## TASK INSTRUCTIONS
Write out exactly the lines from the start of the entries through the one that contains "Follow-up to #1865.", including both.

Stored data
■ ■ ■

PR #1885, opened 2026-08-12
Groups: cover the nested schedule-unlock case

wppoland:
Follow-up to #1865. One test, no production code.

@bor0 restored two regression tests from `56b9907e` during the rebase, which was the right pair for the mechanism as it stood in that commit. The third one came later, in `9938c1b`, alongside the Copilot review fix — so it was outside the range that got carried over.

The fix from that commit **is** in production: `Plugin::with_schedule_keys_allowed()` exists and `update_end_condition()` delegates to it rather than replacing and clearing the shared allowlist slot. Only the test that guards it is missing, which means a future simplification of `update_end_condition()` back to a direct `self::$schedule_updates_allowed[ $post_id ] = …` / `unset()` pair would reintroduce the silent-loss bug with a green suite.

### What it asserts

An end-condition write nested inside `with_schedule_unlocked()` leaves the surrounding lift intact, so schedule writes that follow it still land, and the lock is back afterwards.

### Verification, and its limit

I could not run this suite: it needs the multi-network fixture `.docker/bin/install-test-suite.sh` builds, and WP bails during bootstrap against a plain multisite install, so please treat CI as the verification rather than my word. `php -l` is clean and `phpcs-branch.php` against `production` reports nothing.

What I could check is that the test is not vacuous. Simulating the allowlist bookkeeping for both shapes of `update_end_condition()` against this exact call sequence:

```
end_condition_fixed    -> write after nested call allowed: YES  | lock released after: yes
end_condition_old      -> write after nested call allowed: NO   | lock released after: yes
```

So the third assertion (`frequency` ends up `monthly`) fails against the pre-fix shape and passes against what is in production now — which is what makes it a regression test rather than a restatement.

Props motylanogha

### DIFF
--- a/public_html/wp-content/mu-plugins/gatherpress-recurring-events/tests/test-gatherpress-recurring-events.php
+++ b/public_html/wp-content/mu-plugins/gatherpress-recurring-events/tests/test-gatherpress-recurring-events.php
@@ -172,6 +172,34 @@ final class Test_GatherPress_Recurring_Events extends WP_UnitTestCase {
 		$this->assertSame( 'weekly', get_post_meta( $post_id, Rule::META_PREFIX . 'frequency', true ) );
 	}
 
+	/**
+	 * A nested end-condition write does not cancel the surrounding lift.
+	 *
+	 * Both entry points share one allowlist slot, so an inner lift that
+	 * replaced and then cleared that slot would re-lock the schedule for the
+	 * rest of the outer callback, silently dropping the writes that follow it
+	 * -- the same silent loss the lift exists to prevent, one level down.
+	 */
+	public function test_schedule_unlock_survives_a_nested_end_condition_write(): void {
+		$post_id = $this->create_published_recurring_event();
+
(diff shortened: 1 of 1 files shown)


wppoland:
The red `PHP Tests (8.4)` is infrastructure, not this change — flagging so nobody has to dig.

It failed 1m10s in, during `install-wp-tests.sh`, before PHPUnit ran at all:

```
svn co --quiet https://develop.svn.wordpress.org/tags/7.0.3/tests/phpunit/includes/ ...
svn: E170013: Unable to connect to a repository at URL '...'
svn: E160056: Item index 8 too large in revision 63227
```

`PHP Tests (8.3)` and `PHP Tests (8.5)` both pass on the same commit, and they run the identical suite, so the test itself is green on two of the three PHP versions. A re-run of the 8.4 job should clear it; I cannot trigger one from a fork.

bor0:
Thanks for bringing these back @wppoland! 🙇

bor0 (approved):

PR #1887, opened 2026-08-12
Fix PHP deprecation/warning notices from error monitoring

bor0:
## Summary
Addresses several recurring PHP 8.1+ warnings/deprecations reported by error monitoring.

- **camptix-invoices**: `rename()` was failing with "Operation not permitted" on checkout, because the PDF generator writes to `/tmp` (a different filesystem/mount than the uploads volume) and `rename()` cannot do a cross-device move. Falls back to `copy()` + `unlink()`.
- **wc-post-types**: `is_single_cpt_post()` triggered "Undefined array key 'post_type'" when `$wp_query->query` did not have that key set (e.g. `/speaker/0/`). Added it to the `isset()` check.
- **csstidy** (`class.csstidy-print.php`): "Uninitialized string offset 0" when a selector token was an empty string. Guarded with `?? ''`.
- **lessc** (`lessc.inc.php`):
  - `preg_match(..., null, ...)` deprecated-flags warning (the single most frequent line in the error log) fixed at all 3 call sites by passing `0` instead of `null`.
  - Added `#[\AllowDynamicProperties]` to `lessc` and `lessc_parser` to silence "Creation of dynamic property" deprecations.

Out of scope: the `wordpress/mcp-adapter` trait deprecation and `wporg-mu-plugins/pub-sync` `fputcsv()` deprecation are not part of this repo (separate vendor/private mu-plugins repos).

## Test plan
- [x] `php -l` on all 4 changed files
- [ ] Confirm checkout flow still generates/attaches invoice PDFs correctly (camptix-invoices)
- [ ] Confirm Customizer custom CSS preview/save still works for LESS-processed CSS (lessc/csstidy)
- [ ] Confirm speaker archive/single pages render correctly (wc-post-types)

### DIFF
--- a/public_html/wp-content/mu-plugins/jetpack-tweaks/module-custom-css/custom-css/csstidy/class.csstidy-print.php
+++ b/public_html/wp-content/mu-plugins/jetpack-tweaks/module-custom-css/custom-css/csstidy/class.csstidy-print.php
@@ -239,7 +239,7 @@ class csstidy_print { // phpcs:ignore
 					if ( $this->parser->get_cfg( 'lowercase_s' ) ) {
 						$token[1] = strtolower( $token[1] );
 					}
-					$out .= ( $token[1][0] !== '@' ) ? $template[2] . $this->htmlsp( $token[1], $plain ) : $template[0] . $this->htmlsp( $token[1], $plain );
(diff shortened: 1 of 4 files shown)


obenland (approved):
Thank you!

■ ■ ■

## THE ANSWER
PR #1885, opened 2026-08-12
Groups: cover the nested schedule-unlock case

wppoland:
Follow-up to #1865. One test, no production code.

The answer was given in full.